→ Work request
Scan the data below and pick out the lines containing the word "measures".

→ Source material
PR #745, opened 2020-03-24
Update raiden, fix typing problems

### LINKED ISSUE #744: Update services to latest raiden
Besides the usual updates this will require some typing changes, as web3 now exports its type definitions.

palango:
Fixes #744

### DIFF
--- a/src/raiden_libs/blockchain.py
+++ b/src/raiden_libs/blockchain.py
@@ -48,7 +48,7 @@ def get_web3_provider_info(web3: Web3) -> str:
         if endpoint is not None:
             return str(endpoint)
 
-    return ""
+    raise RuntimeError(f"Unsupported web3 provider {provider!r}")
 
 
 def create_registry_event_topics(contract_manager: ContractManager) -> List:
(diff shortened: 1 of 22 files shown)


src/raiden_libs/blockchain.py
```diff
@@ -35,15 +36,31 @@
...
+    Currently works only with `HTTPProvider`. Needs to be adapted when new procviders
+    are added.
+    """
+    provider = web3.provider
+    if isinstance(provider, HTTPProvider):
+        endpoint = provider.endpoint_uri
+        if endpoint is not None:
+            return str(endpoint)
+
+    return ""
```
karlb: Should we raise an error here, instead?

tests/monitoring/monitoring_service/test_handlers.py
```diff
@@ -169,7 +169,7 @@ def test_channel_opened_event_handler_adds_channel(context: Context):
 
 def test_channel_closed_event_handler_closes_existing_channel(context: Context):
     context = setup_state_with_open_channel(context)
-    context.web3.eth.blockNumber = BlockNumber(60)
+    context.web3.eth.blockNumber = BlockNumber(60)  # type: ignore
```
karlb: What is the typing problem, here?

palango: error: Property "blockNumber" defined in "Eth" is read-only

src/raiden_libs/blockchain.py
palango: Good idea

PR #748, opened 2020-03-24
Add `withdraw` command and rename `register_service `

### LINKED ISSUE #743: Add withdraw command to register_service.py
We need a way to withdraw tokens that have been deposited by the service registry. This can't be easily done via Etherscan, since each deposit gets its own instance of the `Deposit` contract, so that those are not verified.

karlb:
Closes #743.

### DIFF
--- a/deployment/docker-compose.yml
+++ b/deployment/docker-compose.yml
@@ -213,7 +213,7 @@ services:
   registration-goerli:
     <<: *defaults
     restart: "no"
-    command: ["python3", "-m", "raiden_libs.register_service"]
+    command: ["python3", "-m", "raiden_libs.service_registry"]
     environment:
       - RDN_REGISTRY_LOG_LEVEL=DEBUG
       - RDN_REGISTRY_KEYSTORE_FILE=${MS_KEYSTORE_FILE}
@@ -227,7 +227,7 @@ services:
   registration-goerli-backup:
     <<: *defaults
     restart: "no"
-    command: ["python3", "-m", "raiden_libs.register_service"]
+    command: ["python3", "-m", "raiden_libs.service_registry"]
     environment:
       - RDN_REGISTRY_LOG_LEVEL=DEBUG
       - RDN_REGISTRY_KEYSTORE_FILE=${MS_BACKUP_KEYSTORE_FILE}
--- a/deployment/docker-compose.yml
+++ b/deployment/docker-compose.yml
@@ -213,7 +213,7 @@ services:
   registration-goerli:
     <<: *defaults
     restart: "no"
-    command: ["python3", "-m", "raiden_libs.service_registry"]
+    command: ["python3", "-m", "raiden_libs.service_registry", "register"]
     environment:
       - RDN_REGISTRY_LOG_LEVEL=DEBUG
       - RDN_REGISTRY_KEYSTORE_FILE=${MS_KEYSTORE_FILE}
@@ -227,7 +227,7 @@ services:
   registration-goerli-backup:
     <<: *defaults
     restart: "no"
-    command: ["python3", "-m", "raiden_libs.service_registry"]
+    command: ["python3", "-m", "raiden_libs.service_registry", "register"]
     environment:
       - RDN_REGISTRY_LOG_LEVEL=DEBUG
       - RDN_REGISTRY_KEYSTORE_FILE=${MS_BACKUP_KEYSTORE_FILE}
--- a/src/raiden_libs/cli.py
+++ b/src/raiden_libs/cli.py
@@ -24,6 +24,7 @@ from web3.middleware import geth_poa_middleware
 from pathfinding_service.middleware import http_retry_with_backoff_middleware
 from raiden.utils.typing import Address, BlockNumber, ChainID
 from raiden_contracts.constants import (
+    CONTRACT_DEPOSIT,
     CONTRACT_MONITORING_SERVICE,
     CONTRACT_ONE_TO_N,
     CONTRACT_SERVICE_REGISTRY,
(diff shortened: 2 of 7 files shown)


karlb:
Do we have any documentation on that command that needs updating? We don't have any in this repo.

palango:
> Do we have any documentation on that command that needs updating? We don't have any in this repo.

Doesn't seem like it, so far it was for internal use only. Wonder if we should add it here or to the RSB...

src/raiden_libs/cli.py
```diff
@@ -187,7 +188,9 @@ def blockchain_options(contracts: List[str]) -> Callable:
         CONTRACT_MONITORING_SERVICE: "monitor-contract",
         CONTRACT_ONE_TO_N: "one-to-n-contract",
         CONTRACT_SERVICE_REGISTRY: "service-registry-contract",
+        CONTRACT_DEPOSIT: "service-deposit-contract",
```
palango: what about `service-registry-deposit-contract`?

src/raiden_libs/contract_info.py
```diff
@@ -44,8 +44,9 @@ def get_contract_addresses_and_start_block(
 
     # Get deployed addresses for those contracts which have no overwrites
     addresses = {
-        c: address_overwrites.get(
-            c, to_canonical_address(contract_data["contracts"][c]["address"])
+        c: (
+            address_overwrites.get(c)
+            or to_canonical_address(contract_data["contracts"][c]["address"])
```
palango: Is there a difference here?

src/raiden_libs/service_registry.py
```diff
@@ -180,5 +187,55 @@ def update_service_url(
         )
 
 
+@blockchain_options(contracts=[CONTRACT_DEPOSIT])
+@cli.command("withdraw")
+@click.option(
+    "--to", type=str, callback=validate_address, help="Target address for withdrawn tokens"
```
palango: Is this automatically required?

src/raiden_libs/service_registry.py
```diff
@@ -180,5 +187,55 @@ def update_service_url(
...
+    deposit_contract = contracts[CONTRACT_DEPOSIT]
+
+    # Check usage of correct key
+    withdrawer = deposit_contract.functions.withdrawer().call()
+    caller_address = private_key_to_address(private_key)
+    if to_canonical_address(withdrawer) != caller_address:
+        log.error(
+            "You must used the key used to deposit when withdrawing",
+            expected=withdrawer,
+            actual=caller_address,
```
palango: This should be checksum encoded

src/raiden_libs/service_registry.py
```diff
@@ -180,5 +187,55 @@ def update_service_url(
...
+        )
+        sys.exit(1)
+
+    # Can we withdraw already?
+    release_at = deposit_contract.functions.release_at().call()
+    if time.time() < release_at:
+        log.error("Too early to withdraw")
```
palango: Would be nice to log how much time is missing...

src/raiden_libs/service_registry.py
```diff
@@ -180,5 +187,55 @@ def update_service_url(
...
+        sys.exit(1)
+
+    # Withdraw now!
+    log.info("Withdrawing", to=to_checksum_address(to))
+    deposit_contract.functions.withdraw(to).transact({"from": caller_address})
```
palango: Can you use `checked_transact` here?

deployment/docker-compose.yml
```diff
@@ -213,7 +213,7 @@ services:
   registration-goerli:
     <<: *defaults
     restart: "no"
-    command: ["python3", "-m", "raiden_libs.register_service"]
+    command: ["python3", "-m", "raiden_libs.service_registry"]
```
palango: Don't we need to add `register` here?

src/raiden_libs/cli.py
karlb: I thought "user-deposit" and "service-deposit" were a nice pair, and it's a bit shorter. But I don't really mind either way.

src/raiden_libs/contract_info.py
karlb: Yes, a very subtle one. In the old version the fallback was evaluated in every case, causing a key error for the deposit contract.

src/raiden_libs/cli.py
palango: Fine for me as well. BTW, how do people get the address? Do they have to filtere the events themselves?

Can we log it during registration at least?

src/raiden_libs/service_registry.py
karlb: No, it isn't. I'll change it. I first had it as an `argument`, which is always required. But then I noticed we don't use arguments anywhere and made it an option, again.

src/raiden_libs/service_registry.py
karlb: Right, I lost that when introducing the `caller_address` variable.

deployment/docker-compose.yml
karlb: Yes, well spotted!

src/raiden_libs/service_registry.py
karlb: Done.

src/raiden_libs/service_registry.py
karlb: Done.

karlb:
Great feedback! I've updated the code and also included one more cleanup (see last commit).

src/raiden_libs/cli.py
karlb: I used Etherscan when testing. I wanted to get this quickly done, so I skipped event filtering and automated tests. Both make sense in later PRs.

PR #756, opened 2020-03-26
Add contract suffix to token netwrok registry CLI option

palango:
Mostly for consistency (and my OCD 🙈 )


palango:
> Do we need use that in any of the other repos right now (SP, service bundle) where it needs to be updated?

SP doesn't use the services directly. I don#t think the RSB either. But we need to check there anyways after Dominiks changes are merged.

Issue #782, opened 2020-05-19
Adaptive block chain filtering


palango:
Filtering events on mainnet is quite a lot slower than on testnets.

This leads to problems as fixed in https://github.com/raiden-network/raiden/pull/6092

We need to do something similar for the services as well.

PR #783, opened 2020-05-19
Adaptive blockchain syncing

palango:
This PR adds adaptive blockchain syncing to the services similar to what https://github.com/raiden-network/raiden/pull/6092 did in Raiden.

Mid-term we should try to merge the two systems as there is a lot of duplicated effort.

This is the minimal impact PR I could build, I have some refactorings at hand but are hesitant to merge them so close to release.

This measures the time the `eth_getLogs` RPC call takes and adjusts the query range accordingly. In comparison to https://github.com/raiden-network/raiden/pull/6092 I chose to reduce the range more aggressively when a timeout is hit.

Resolves https://github.com/raiden-network/raiden-services/issues/782

### DIFF
--- a/src/monitoring_service/constants.py
+++ b/src/monitoring_service/constants.py
@@ -1,8 +1,11 @@
 import textwrap
 from datetime import timedelta
 
-DEFAULT_REQUIRED_CONFIRMATIONS: int = 10
-MAX_FILTER_INTERVAL: int = 100_000
+from raiden.utils.typing import BlockTimeout
+
+DEFAULT_FILTER_INTERVAL: BlockTimeout = BlockTimeout(1_000)
+MAX_FILTER_INTERVAL: BlockTimeout = BlockTimeout(100_000)
+MIN_FILTER_INTERVAL: BlockTimeout = BlockTimeout(2)
 DEFAULT_GAS_BUFFER_FACTOR: int = 10
 DEFAULT_GAS_CHECK_BLOCKS: int = 100
 KEEP_MRS_WITHOUT_CHANNEL: timedelta = timedelta(minutes=15)
--- a/src/monitoring_service/service.py
+++ b/src/monitoring_service/service.py
@@ -7,6 +7,7 @@ import sentry_sdk
 import structlog
 from eth_typing import Hash32
 from eth_utils import to_canonical_address
+from requests.exceptions import ReadTimeout
 from web3 import Web3
 from web3.contract import Contract
 from web3.exceptions import TransactionNotFound
@@ -17,9 +18,11 @@ from monitoring_service.constants import (
     DEFAULT_GAS_CHECK_BLOCKS,
     KEEP_MRS_WITHOUT_CHANNEL,
     MAX_FILTER_INTERVAL,
+    MIN_FILTER_INTERVAL,
 )
 from monitoring_service.database import Database
 from monitoring_service.handlers import HANDLERS, Context
+from raiden.constants import ETH_GET_LOGS_THRESHOLD_FAST, ETH_GET_LOGS_THRESHOLD_SLOW
 from raiden.utils.typing import BlockNumber, BlockTimeout, ChainID, MonitoringServiceAddress
 from raiden_contracts.constants import (
     CONTRACT_MONITORING_SERVICE,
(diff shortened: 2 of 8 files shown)


src/monitoring_service/constants.py
```diff
@@ -1,8 +1,11 @@
 import textwrap
 from datetime import timedelta
 
-DEFAULT_REQUIRED_CONFIRMATIONS: int = 10
-MAX_FILTER_INTERVAL: int = 100_000
+from raiden.utils.typing import BlockTimeout
+
+DEFAULT_FILTER_INTERVAL: BlockTimeout = BlockTimeout(1_000)
+MAX_FILTER_INTERVAL: BlockTimeout = BlockTimeout(100_000)
+MIN_FILTER_INTERVAL: BlockTimeout = BlockTimeout(2)
```
ulope, line 8: Nothing to do with your PR but that type alias name is pretty confusing...

src/monitoring_service/service.py
```diff
@@ -147,40 +150,65 @@ def start(
...
+        from_block = BlockNumber(blockchain_state.latest_committed_block + 1)
+        to_block = min(
+            latest_confirmed_block,
+            # decrement by one, as `from_block` is inclusive
+            BlockNumber(from_block + blockchain_state.current_event_filter_interval - 1),
         )
 
+        try:
+            before_query = time.monotonic()
+            new_chain_state, events = get_blockchain_events(
```
hackaugusto, line 173: This is kinda problematic:

- the code is using the standard library deepcopy, which we know it is slow
- the code is doing a single request per address, this is not bad for the MS but to any other node that is using the same Ethereum node.
- the time check here is for the above plus the decoding of events, which I would guess is also slow

so the measurement here is not the threadshold of a single query, and it has lots of moving pieces in the middle, which makes it hard to reason about.

can you please fix these problems?

src/monitoring_service/constants.py
palango: Definitively, I forget the exact name every time.

src/pathfinding_service/service.py
```diff
@@ -168,26 +169,66 @@ def _process_new_blocks(self, to_block: BlockNumber) -> None:
...
-            web3=self.web3,
-            contract_manager=CONTRACT_MANAGER,
-            chain_state=self.blockchain_state,
-            to_block=to_block,
+        # increment by one, as `latest_committed_block` has been queried last time already
+        from_block = BlockNumber(self.blockchain_state.latest_committed_block + 1)
+        to_block = min(
+            latest_confirmed_block,
+            # decrement by one, as `from_block` is inclusive
+            BlockNumber(from_block + self.blockchain_state.current_event_filter_interval - 1),
```
hackaugusto, line 177: the `-1` is not needed here AFAIU

src/pathfinding_service/service.py
```diff
@@ -168,26 +169,66 @@ def _process_new_blocks(self, to_block: BlockNumber) -> None:
...
         if events:
             log.info(
                 "Processed blocks",
-                from_block=self.blockchain_state.latest_committed_block + 1,
+                from_block=from_block,
                 to_block=to_block,
-                getting=round(before_process - before_get, 2),
-                processing=round(time.time() - before_process, 2),
-                total_duration=round(time.time() - start, 2),
+                interval=to_block - from_block,
```
hackaugusto, line 228: you probably also want to do the `+1` here? https://github.com/raiden-network/raiden-services/pull/783/files#diff-15eaee2c72a6c3d020822b921b44d79aR167

palango: Ah, this is just a leftover. I'll remove it

src/monitoring_service/service.py
palango: 1. The `BlockchainState` object has only tow layers, and it's only copied once for each new block. So I don't think it's urgent. It's already fixed in https://github.com/raiden-network/raiden-services/pull/785
2. This is true, but I would prefer to not touch that now but improve it later
3. It measures the whole process, doing the queries and decoding the events. I don't see why this is worse than just adapting to the actual RPC call, it's just a different piece of work we expect to be finished in the given amount of time.

Issue #672, opened 2019-12-02
Improve PFS Performance - Optimize blockchain polling


Dominik1999:
Optimize `event_abi_to_log_topic` because 5.77% of the time is spent here.
  - Moved to https://github.com/raiden-network/raiden-services/issues/794
We might save up to ~40% of the time by batching of event polling.

First:

- [x] finalize https://github.com/raiden-network/raiden/pull/5003 in Raiden
- [ ] batch event polling like in Raiden here https://github.com/raiden-network/raiden/pull/5003
- [x] combine multiple `get_logs` calls to one

Related to #651

palango:
Further improvements tracked in #793

PR #785, opened 2020-05-20
WIP: Further refactor

palango:
Follow-up to #783 

During the work on adaptive syncing I saw some opportunities to refactor stuff to reduce duplicated code, but didn't want to merge it back then.

This is mostly about removing the token network addresses from the blockchain state class. This make the code paths of MS and PFS similar and will allow to factor out the code there.

We now need to query the token network from the DB every time a new block is queried, but this only happens once per new block, so that shouldn't hurt.

## TODO
- [x] Factor out common blockchain filter code
- [x] Fix/adapt tests

### DIFF
--- a/src/monitoring_service/service.py
+++ b/src/monitoring_service/service.py
@@ -7,7 +7,6 @@ import sentry_sdk
 import structlog
 from eth_typing import Hash32
 from eth_utils import to_canonical_address
-from requests.exceptions import ReadTimeout
 from web3 import Web3
 from web3.contract import Contract
 from web3.exceptions import TransactionNotFound
@@ -17,12 +16,9 @@ from monitoring_service.constants import (
     DEFAULT_GAS_BUFFER_FACTOR,
     DEFAULT_GAS_CHECK_BLOCKS,
     KEEP_MRS_WITHOUT_CHANNEL,
-    MAX_FILTER_INTERVAL,
-    MIN_FILTER_INTERVAL,
 )
 from monitoring_service.database import Database
 from monitoring_service.handlers import HANDLERS, Context
-from raiden.constants import ETH_GET_LOGS_THRESHOLD_FAST, ETH_GET_LOGS_THRESHOLD_SLOW
 from raiden.utils.typing import BlockNumber, BlockTimeout, ChainID, MonitoringServiceAddress
 from raiden_contracts.constants import (
     CONTRACT_MONITORING_SERVICE,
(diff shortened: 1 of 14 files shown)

→ Output for this task
This measures the time the `eth_getLogs` RPC call takes and adjusts the query range accordingly. In comparison to https://github.com/raiden-network/raiden/pull/6092 I chose to reduce the range more aggressively when a timeout is hit.
3. It measures the whole process, doing the queries and decoding the events. I don't see why this is worse than just adapting to the actual RPC call, it's just a different piece of work we expect to be finished in the given amount of time.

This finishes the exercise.